* [Work item]: Find the lines of data that contain the string "ActivatedRoute", then list them.

* [Input records]:
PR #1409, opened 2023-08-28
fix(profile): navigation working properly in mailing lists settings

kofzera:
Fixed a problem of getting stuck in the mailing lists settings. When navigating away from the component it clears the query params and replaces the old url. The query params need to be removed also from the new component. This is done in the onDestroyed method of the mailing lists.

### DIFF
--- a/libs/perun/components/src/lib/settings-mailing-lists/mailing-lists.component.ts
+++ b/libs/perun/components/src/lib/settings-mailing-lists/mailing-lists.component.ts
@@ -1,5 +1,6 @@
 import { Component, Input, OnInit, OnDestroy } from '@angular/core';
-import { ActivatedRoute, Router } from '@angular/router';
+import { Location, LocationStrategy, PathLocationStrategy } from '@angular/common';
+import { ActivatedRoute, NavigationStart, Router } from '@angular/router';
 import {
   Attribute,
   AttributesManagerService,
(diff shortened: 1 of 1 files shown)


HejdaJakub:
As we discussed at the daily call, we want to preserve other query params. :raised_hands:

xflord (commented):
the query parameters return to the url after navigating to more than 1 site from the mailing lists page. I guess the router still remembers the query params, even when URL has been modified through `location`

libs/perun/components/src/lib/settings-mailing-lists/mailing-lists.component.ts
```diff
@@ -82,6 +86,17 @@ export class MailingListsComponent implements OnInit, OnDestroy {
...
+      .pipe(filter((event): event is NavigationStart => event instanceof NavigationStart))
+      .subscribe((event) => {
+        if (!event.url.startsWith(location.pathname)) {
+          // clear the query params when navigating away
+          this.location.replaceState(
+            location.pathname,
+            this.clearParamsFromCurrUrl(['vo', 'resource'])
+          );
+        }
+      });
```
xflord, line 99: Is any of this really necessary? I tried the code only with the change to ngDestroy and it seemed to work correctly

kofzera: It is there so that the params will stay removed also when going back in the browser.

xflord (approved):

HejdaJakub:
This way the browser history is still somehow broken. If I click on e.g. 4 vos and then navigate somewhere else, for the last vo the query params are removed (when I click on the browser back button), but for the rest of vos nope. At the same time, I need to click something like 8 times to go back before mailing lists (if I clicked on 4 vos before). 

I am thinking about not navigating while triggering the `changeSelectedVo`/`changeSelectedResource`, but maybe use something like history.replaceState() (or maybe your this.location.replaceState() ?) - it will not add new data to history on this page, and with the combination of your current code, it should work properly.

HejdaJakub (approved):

* [Answer box]:
-import { ActivatedRoute, Router } from '@angular/router';
+import { ActivatedRoute, NavigationStart, Router } from '@angular/router';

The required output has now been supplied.